Advanced mathematics can feel extremely detached from earthly reality until you realize how incredibly practical it is. The models and algorithms that power big data applications are largely mathematical constructs. If you tighten the equations that describe some patterned relationships, you might be able to radically accelerate some computer program that has been built to carry out those computations.
Without the right algorithms, big data is just a blunt-force instrument that may never be able to truly crack the kernel of some analytical problem. In that vein, I took great interest in a recent article by Vincent Granville on the so-called “curse of big data.”
Curse? No, it’s not demonic possession. It refers to an issue with the traditional mathematical techniques used to find statistical patterns in big data. Apparently, the increasing incidence of outliers in larger data sets can create spurious correlations, which might obscure the true patterns in the data or “reveal” patterns that just don’t exist. An outlier is any observation point that is far out of range from the others, due to experimental errors, measurement variability, or other reasons that might dilute the quality of the data set under investigation.
Applying brute-force machine-driven analysis to outlier-studded data sets won’t address the underlying issue with the math. The algorithms that crunch this data originate in the minds of mathematicians, after all. From a statistical analyst’s point of view, getting data sets under control requires all the outlier-analysis tools in their professional kitbags. Outlier exclusion has long been a key best practice, regardless of the size of the data set that the statistical analyst is working with.
I’m not a mathematician, so I can’t evaluate the new approach that won the “curse of big data” contest. But this statement highlighted the fact that blindly throwing more compute power at big data problems can be counterproductive (as well as costly):
“Instead of running heavy computations, they used mathematical thinking and leveraged their expertise in mathematical optimization as well as in permutation theory and combinatorics. And they succeeded. This proves that sometimes, mathematical modeling can beat even the most powerful system of clustered computers.”

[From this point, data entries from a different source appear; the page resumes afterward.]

PR #614, opened 2019-03-23
Increase write permissions on SPARK_HOME/work-dir

kevin-bates:
When changing the spark-based images to jupyter-based images, we dropped chown to `jovyan` for the SPARK_HOME/work-dir.  As a result, the jupyter-based images would get failures running spark jobs that required executors.  This change increases the permissions of the work-dir, not the owners, since we can run images as non-jovyan users today.

An image to test this with exists at: `kbates/kernel-spark-py:workdir`.


lresende:
And make the same change (numbers) on the R kernel image

kevin-bates:
Yeah, that makes sense.  It will need 0777 since the directory should be writeable by all as well as executable.  I believe these are already 0755.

Another interesting aspect of the winning approach (from an IBM-er, no less) is that it involved revisiting mathematical problems that have been resisting solution for few centuries. Out of curiosity, smart people have been grappling with abstract mathematical problems since the dawn of civilization, never realizing that their “ivory tower” efforts might some day have practical applications. I’ll just excerpt the passage that highlights this fact:
“The new metrics designed by Granville for big data are indeed very old. They precede the R squared by at least 50 years, and were first investigated by statisticians in the 18-th century. But the L-1 version (the oldest framework) was quickly abandoned because it was thought to be mathematically intractable, at least for 18th century mathematicians….The conjecture proved by Puget shows that the L-1 model leads to exact, tractable mathematical formulas. It reverses a long established trend among statisticians.”
Now, for those of you who want to get deeper in the math, here’s how the post described it:
“The problem consisted in finding an exact formula for a new type of correlation and goodness-of-fit metrics, designed specifically for big data, generalizing the Spearman’s rank coefficient, and being especially robust for non-bounded, ordinal data found in large data sets. From a mathematical point of view, the new metric is based on L-1 rather than L-2 theory: In other words, it relies on absolute rather than squared differences. Using squares (or higher powers) is what makes traditional metrics such as R squared notoriously sensitive to outliers, and avoided by savvy statistical modelers.”
Data science relies on these sorts of mathematical insights. And the sciences in general rely on data science to furnish the statistical toolset needed to confirm patterns in empirical data sets.
No, none of these equations are particularly sexy. But that’s beside the point. Getting our heads around big data would be impossible without them, just as controlling spacecraft would have been unthinkable if Newton hadn’t laid down those fundamental gravity equations so long ago.